Corporations offer to help with vaccine rollout

Marielle Segarra Jan 22, 2021
Heard on:
Vaccine distribution at Gillette Stadium in Foxborough, Massachusetts. Some major sports venues are joining the effort to prevent infections. Scott Eisen/Getty Images
HTML EMBED:
COPY

The Donald Trump administration left the vaccine rollout, for the most part, to state and local governments. So right now, “it’s literally the Wild West,” said Anna Nagurney, professor of operations management at the University of Massachusetts Amherst.

“You need better coordination, better communication and emphasizing operational efficiency,” Nagurney said. “And we know how to do that.”

By “we,” she meant American companies.

To end the coronavirus pandemic, the federal government needs hundreds of millions of Americans to get vaccinated.
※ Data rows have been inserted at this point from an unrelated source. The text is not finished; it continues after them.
Issue #13956, opened 2026-08-03
platform-agnostic-postgresql does not produce a working deployment: postgres statement builder unused, identifier casing, and four manifest bugs


hsinhoyeh:
## Summary

The `platform-agnostic-postgresql` overlay does not produce a working deployment on 2.16.1. `ml-pipeline` (api-server) never reaches Ready. I hit six distinct problems getting through it, two of which are in the storage layer and cannot be fixed by configuration.

**None of this is architecture-specific.** I found it on arm64, but every issue below is a placeholder-dialect, identifier-casing, or manifest problem that applies equally on x86_64. I am filing separately from #10309 so that ARM is not conflated with it.

Version: `2.16.1` (`67a73cf`), `manifests/kustomize/env/platform-agnostic-postgresql`, single-node kind cluster.

## Reproduce

```
kubectl apply -k manifests/kustomize/cluster-scoped-resources
kubectl apply -k manifests/kustomize/env/platform-agnostic-postgresql
```

`ml-pipeline` stays `0/1` and its startup probe never passes.

---

## 1. The PostgreSQL statement builder is defined but never used

`backend/src/apiserver/client_manager/dialect.go:46` correctly sets up dollar placeholders:

```go
StatementBuilder: sq.StatementBuilder.PlaceholderFormat(sq.Dollar),
```

But nothing consumes it. In `backend/src/apiserver/storage/` (excluding tests):

| | count |
|---|---|
| bare `sq.Select` / `sq.Insert` / `sq.Update` / `sq.Delete` call sites | **26** across 8 files |
| call sites using the dialect's `StatementBuilder` | **0** |

`grep -rn 'StatementBuilder' backend/src/apiserver --include=*.go | grep -v _test` returns only the four lines in `dialect.go` that define it.

Every query is therefore built with squirrel's default `sq.Question` format and sent to PostgreSQL with `?` placeholders. Because `?` is a valid **jsonb operator** in PostgreSQL, the parser does not reject the `?` itself — it fails on the following token, which makes this look like a malformed WHERE clause:

```
Failed to get a pipeline with name <name> and namespace kubeflow:
  ERROR: syntax error at or near "AND" (SQLSTATE 42601)
```

That comes from `GetPipelineByNameAndNamespace` (`storage/pipeline_store.go:160`), whose SQL is structurally fine — only the placeholder dialect is wrong.

## 2. gorm creates case-preserved columns that the queries cannot see

[...]

PR #13958, opened 2026-08-03
Fix configuration errors in the platform-agnostic-postgresql overlay

hsinhoyeh:
Fixes the manifest half of #13956 — the configuration bugs in the `platform-agnostic-postgresql` overlay.

**This does not make the overlay work on its own.** The two storage-layer problems in #13956 (the postgres `StatementBuilder` being defined but never used, and the 106 CamelCase `gorm:"column:…"` tags) still block `ml-pipeline` from reaching Ready. Those need code changes and a design decision that is not mine to make. What this PR does is remove the configuration errors that sit *in front* of them, so anyone working on the storage layer is not also fighting four unrelated bugs.

None of these are architecture-specific. I found them on arm64, but every one applies identically on x86_64.

## 1. `pg-secret.yaml` uses `data:` with a plaintext value

`third-party/postgresql/base/pg-secret.yaml` supplies the literal string `password` under `data:`, which requires base64. Kubernetes therefore base64-*decodes* `password` — which happens to be valid base64 — producing six non-UTF-8 bytes:

```
$ printf 'password' | base64 -d | xxd
00000000: a5ab 2cc2 8add                           ..,...
```

That is byte-for-byte what ends up in the cluster. containerd cannot marshal it into a container spec, so the postgres pod never starts, with an error that gives no hint of the cause:

```
CreateContainerError: grpc: error while marshaling: string field contains invalid UTF-8
```

It also explains why `postgres-secret.root_password` and `postgres-secret-extended.password` never agree: the latter correctly uses `stringData:`, so its value really is the string `password`, while postgres is seeded with the six garbage bytes.

Changed to `stringData:`, matching `postgres-secret-extended.yaml`.

## 2. `postgresHost` names a Service that does not exist

`base/installs/generic/postgres/pipeline-install-config.yaml` sets `postgresHost: postgres`, but the Service created by `third-party/postgresql/base/pg-service.yaml` is named `postgres-service`. The name never resolves:

```
$ kubectl get svc -n kubeflow postgres
Error from server (NotFound): services "postgres" not found

psql: error: could not translate host name "postgres" to address: Try again
```

Changed to `postgres-service`. `dbHost` is updated for consistency, though it is marked in-file as a relic.

## 3. `dbType: postgres` is not a value the server accepts

`initDBDriver` (`backend/src/apiserver/client_manager/client_manager.go:401`) accepts only `mysql` or `pgx`, and `glog.Fatalf`s on anything else. Changed to `pgx`.

## 4. `DB_DRIVER_NAME` never binds

`base/postgresql/pipeline/ml-pipeline-apiserver-deployment-patch.yaml` sets env `DB_DRIVER_NAME`, but `initConfig()` in `backend/src/apiserver/main.go` uses:

```go
viper.SetEnvKeyReplacer(strings.NewReplacer(".", "_"))
viper.AutomaticEnv()
```

so `common.GetStringConfig("DBDriverName")` resolves to env **`DBDRIVERNAME`**. `DB_DRIVER_NAME` is silently ignored and `config.json`'s `"DBDriverName": "mysql"` default wins — the api-server attempts MySQL on a PostgreSQL install. The visible symptom is:

```
config.go:75] Config DBConfig.MySQLConfig.ExtraParams not specified, skipping
```

on an install with no MySQL anywhere.

Renamed the env var to `DBDRIVERNAME`. (Renaming is the smaller change; `viper.BindEnv("DBDriverName", "DB_DRIVER_NAME")` in `initConfig` would be the alternative if you would rather keep the existing env var name as the public interface.)

## 5. `$patch: replace` drops the object-store and runtime-image configuration

`base/postgresql/pipeline/ml-pipeline-apiserver-deployment-patch.yaml` begins its env list with:

```yaml
        env:
        - $patch: replace
```

That discards the base list rather than merging it by `name`, so `OBJECTSTORECONFIG_HOST` and `OBJECTSTORECONFIG_PORT` — set in `base/pipeline/ml-pipeline-apiserver-deployment.yaml:50` — never reach the rendered deployment:

```
F main.go:160] failed to initialize object store:
  failed to build config from environment variables: ObjectStoreConfig.Host is required
```

It also discards the release-pinned `V2_DRIVER_IMAGE` and `V2_LAUNCHER_IMAGE`, so the compiler falls back to `ghcr.io/kubeflow/kfp-{driver,launcher}:latest` and a released PostgreSQL install can run mismatched runtime images, along with `PUBLISH_LOGS`, `CLUSTER_DOMAIN`, `COMPILED_PIPELINE_SPEC_PATCH` and the `DEFAULT_SECURITY_CONTEXT_*` set.

Removed `$patch: replace` from both the init container and the api-server container, and instead `$patch: delete` only the MySQL-specific entries — the `mysql-secret` and `mysqlHost`/`mysqlPort` references that cannot resolve on a PostgreSQL install and would block Pod startup. Everything else merges from the base and stays in sync automatically. This is the same approach #12379 takes for this deployment.

## Verification

Applied these values to a live `platform-agnostic-postgresql` install and confirmed each one clears its failure:

- postgres pod starts instead of `CreateContainerError`
- `postgres-service` resolves, and TCP password auth succeeds from another pod
- the api-server stops reading MySQL config and initialises the postgres client:
  ```
  I client_manager.go:570] Running AutoMigrate.
  I client_manager.go:279] DB client initialized successfully
  ```

It then fails on the storage-layer issues in #13956, as expected — which is why this PR is explicitly only half the fix.

`kustomize build` of `env/platform-agnostic-postgresql` and `env/dev/postgresql` confirms the rendered api-server keeps the base env list, carries the pinned V2 images, and no longer references `mysql-secret` or `DB_DRIVER_NAME`.

I have not run the conformance or integration suites.

### DIFF
--- a/docs/agents/development.md
+++ b/docs/agents/development.md
@@ -41,5 +41,8 @@ Standalone mode is single-user and unauthenticated. Multi-user deployments requi
 | `FRONTEND_SERVER_NAMESPACE` | Namespace used by a local frontend server |
 | `MINIO_ENDPOINT_REWRITE` | Rewrites object-store endpoints in local proxy mode |
 | `MAX_METRICS_FILE_BYTES` | Maximum uncompressed metrics JSON size; defaults to 1 MiB |
+| `DBDRIVERNAME` | API-server database driver: `mysql` or `pgx` |
 
 `TENSORBOARD_PROXY_SIGNING_SECRET` is optional; it defaults to `MINIO_SECRET_KEY`.
+
+`initConfig()` in `backend/src/apiserver/main.go` binds config keys through `viper.AutomaticEnv()` with a `.` → `_` replacer, so the `DBDriverName` key reads from `DBDRIVERNAME`. A variable named `DB_DRIVER_NAME` does not bind, leaving the `mysql` default in `backend/src/apiserver/config/config.json` in force. The PostgreSQL overlay sets `DBDRIVERNAME` from the `dbType` key of the `pipeline-install-config` ConfigMap.
--- a/manifests/kustomize/base/installs/generic/postgres/pipeline-install-config.yaml
+++ b/manifests/kustomize/base/installs/generic/postgres/pipeline-install-config.yaml
@@ -12,8 +12,8 @@ data:
     namespace: `kubectl rollout restart deployment -n <your-namespace>`.
   appName: pipeline
   appVersion: 2.0.0
-  dbType: postgres
-  postgresHost: postgres
+  dbType: pgx
+  postgresHost: postgres-service
   postgresPort: "5432"
   mlmdDb: metadb
   cacheDb: cachedb
--- a/manifests/kustomize/base/postgresql/pipeline/ml-pipeline-apiserver-deployment-patch.yaml
+++ b/manifests/kustomize/base/postgresql/pipeline/ml-pipeline-apiserver-deployment-patch.yaml
@@ -8,7 +8,6 @@ spec:
       initContainers:
       - name: wait-for-database
         env:
-        - $patch: replace
         - name: WAIT_HOST
           valueFrom:
             configMapKeyRef:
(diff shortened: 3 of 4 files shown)


hsinhoyeh:
Apologies — the first push of this branch was based on the `2.16.1` tag rather than `master`, so the PR carried the entire 2.15.0 → 2.16.1 release diff (+13569/−1639 across 100 files) alongside the intended change. That was unintentional and clearly not reviewable.

Force-pushed a rebase onto `master`. The PR is now **+8/−4 across 3 files** — only the postgres overlay configuration fixes, no version bump and nothing else:

- `third-party/postgresql/base/pg-secret.yaml` — `data:` → `stringData:`
- `base/installs/generic/postgres/pipeline-install-config.yaml` — `postgresHost: postgres-service`, `dbType: pgx`
- `base/postgresql/pipeline/ml-pipeline-apiserver-deployment-patch.yaml` — `DB_DRIVER_NAME` → `DBDRIVERNAME`, restore `OBJECTSTORECONFIG_HOST`/`PORT`

I re-confirmed all five bugs are present on `master` at `8c219561`, not only on the 2.16.1 tag, so the fix applies where it is targeted.

juliusvonkohout:
Please align with @kaikaila and the postgres PR. https://github.com/kubeflow/pipelines/pull/12379

hsinhoyeh:
Pushed an update addressing both review comments and @juliusvonkohout's request to align with #12379. Also added the missing `Signed-off-by` so DCO passes.

## Alignment with #12379

I read through kaikaila's branch before changing anything. #12379 replaces this overlay wholesale: `base/installs/generic/postgres/` and `base/postgresql/` go away, and `env/platform-agnostic-postgresql/` gets self-contained `apiserver-patch.yaml` / `cache-server-patch.yaml` / `mlmd-patch.yaml`. Where it overlaps with this PR it reaches the same conclusions:

| | this PR | #12379 |
|---|---|---|
| driver env var | `DBDRIVERNAME` | `DBDRIVERNAME` |
| driver value | `pgx` | `DBDriverName=pgx` |
| postgres host | `postgres-service` | `postgresHost=postgres-service` |
| api-server env list | merge, `$patch: delete` the MySQL entries | merge, `$patch: delete` the MySQL entries |

So I changed the one place the two diverged — see below — and left the rest alone.

`third-party/postgresql/base/pg-secret.yaml` is untouched by #12379, so the `data:`/`stringData:` fix (item 1) is still needed there either way and does not conflict.

Nothing here blocks #12379: every file this PR touches is either deleted by that PR or unmodified by it, so it lands as a clean delete rather than a conflict. If maintainers would rather wait for the full integration and drop this one, that is fine by me — this was only meant to unblock the current overlay for people hitting #13956 today.

## `$patch: replace` dropping `V2_DRIVER_IMAGE` / `V2_LAUNCHER_IMAGE`

Copilot is right, and my original "conservative option" was the wrong call — restoring only `OBJECTSTORECONFIG_HOST`/`PORT` left the pinned runtime images (and `PUBLISH_LOGS`, `CLUSTER_DOMAIN`, `COMPILED_PIPELINE_SPEC_PATCH`, the `DEFAULT_SECURITY_CONTEXT_*` set) still discarded, which is exactly the drift that produced these bugs in the first place.

Removed `$patch: replace` from both the init container and the api-server container, and instead `$patch: delete` only the MySQL-specific entries — the `mysql-secret` and `mysqlHost`/`mysqlPort` references that cannot resolve on a PostgreSQL install and would block Pod startup. This is the same approach #12379 takes. The patch now shrinks to just the deletes plus `DBDRIVERNAME` and the `DBCONFIG_POSTGRESQLCONFIG_*` block; everything else merges from the base and stays in sync automatically.

`kustomize build manifests/kustomize/env/platform-agnostic-postgresql` now renders an api-server that carries `V2_DRIVER_IMAGE: ghcr.io/kubeflow/kfp-driver:2.17.0` and `V2_LAUNCHER_IMAGE: ghcr.io/kubeflow/kfp-launcher:2.17.0`, keeps `OBJECTSTORECONFIG_HOST`/`PORT` from the base, and no longer references `mysql-secret` or `DB_DRIVER_NAME`. `env/dev/postgresql` builds clean too.

For what it is worth, the `cache-server` patch also uses `$patch: replace`, but there it currently drops nothing — the base env list is a subset of what the patch redefines. Left it alone since #12379 rewrites that file anyway.

## `AGENTS.md` not updated

Fair. Added `DBDRIVERNAME` to "Key environment variables" — what it selects, why `DB_DRIVER_NAME` does not bind (`viper.AutomaticEnv()` with the `.`→`_` replacer, `backend/src/apiserver/main.go:702-706`), and where the overlay sets it — and bumped "Last updated" to 2026-08-05.

hsinhoyeh:
/cc @kaikaila @juliusvonkohout

@kaikaila — this touches the same overlay #12379 rewrites, so I aligned it with yours rather than diverging: the api-server patch now merges into the base env list and `$patch: delete`s only the MySQL entries, exactly as your `apiserver-patch.yaml` does, and it uses the same `DBDRIVERNAME` / `pgx` / `postgres-service` values. Every file here is either deleted by #12379 or untouched by it, so it should land as a clean delete rather than a conflict. If you would rather not carry a stopgap alongside the full integration, I am happy to close this — it was only meant to unblock the current overlay for people hitting #13956 today.

@juliusvonkohout — the rebase onto master reset the test gate, so the PR is back to `needs-ok-to-test` and the ten suites are sitting in `action_required`. A `/ok-to-test` would let them run; they were all green on the previous head (`7369356`) with the same set of files.

kaikaila:
Hi @hsinhoyeh  Thanks for the thorough analysis. All issues you identified are real and well-documented.

#12379 covers all five fixes here, but takes a different structural approach: the current `base/postgresql/pipeline/` patch and `base/installs/generic/postgres/pipeline-install-config.yaml` are removed, and the PostgreSQL configuration moves into `env/platform-agnostic-postgresql/` as an overlay on top of the MySQL base — so the files this PR modifies would be deleted either way.

If this lands first I can resolve the conflicts on my side easily (they're all modify/delete), so no objection from me if reviewers want to merge it as an incremental fix.

juliusvonkohout:
Please do a proper rebase. Merge from master destroys the commit history.

juliusvonkohout:
> Hi @hsinhoyeh Thanks for the thorough analysis. All issues you identified are real and well-documented.
> 
> #12379 covers all five fixes here, but takes a different structural approach: the current `base/postgresql/pipeline/` patch and `base/installs/generic/postgres/pipeline-install-config.yaml` are removed, and the PostgreSQL configuration moves into `env/platform-agnostic-postgresql/` as an overlay on top of the MySQL base — so the files this PR modifies would be deleted either way.
> 
> If this lands first I can resolve the conflicts on my side easily (they're all modify/delete), so no objection from me if reviewers want to merge it as an incremental fix.

I am more in favour of waiting for https://github.com/kubeflow/pipelines/pull/12379. How long do you think it will take ?

kaikaila:
@juliusvonkohout Thanks for the preference note. I plan to address all outstanding review comments on #12379 by this week. That said, the actual merge timeline depends on reviewer's feedback and approval, which is difficult to foresee. I'll keep the PR moving as fast as I can on my end.

hsinhoyeh:
Closing in favor of #12379, which has since merged. It moves the PostgreSQL configuration into the `env/platform-agnostic-postgresql` overlay and removes the manifest files this PR patched, so the fixes here are covered by that change.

And one of the hardest parts of rolling out the vaccine is the so-called last mile. In e-commerce, that’s the final step — the stuff that happens just before a package gets delivered to your door. In the vaccine realm, it’s the part just before the needle plunges into your arm.

The logistics are incredibly difficult. And big companies are offering to help.

In Charlotte, North Carolina, Honeywell is helping the government host big vaccination events.

The company is contributing its technology, like bar-code scanning to help patients check in faster, said Taylor Smith, chief marketing officer for Honeywell Productivity Solutions and Services.

Also, “we’re deploying some of our camera-based, kind of vision analytics to look at the flow of cars that are coming through to these drive-thru clinics to identify where bottlenecks are,” he said.

Another example: Starbucks. It’s good at moving customers through its stores quickly and keeping track of their orders, so it’s working with Washington state on the people-processing part of the vaccine rollout.

There’s also the location problem: We need vaccination sites where there’s room for people to socially distance.

Enter Disneyland in Southern California as well as sports venues like Gillette Stadium and Fenway Park in Massachusetts and both major baseball stadiums in New York City.

Meanwhile, Walmart is offering more of its stores as vaccination sites, and Amazon just sent the administration of Joe Biden a letter saying it can help, too.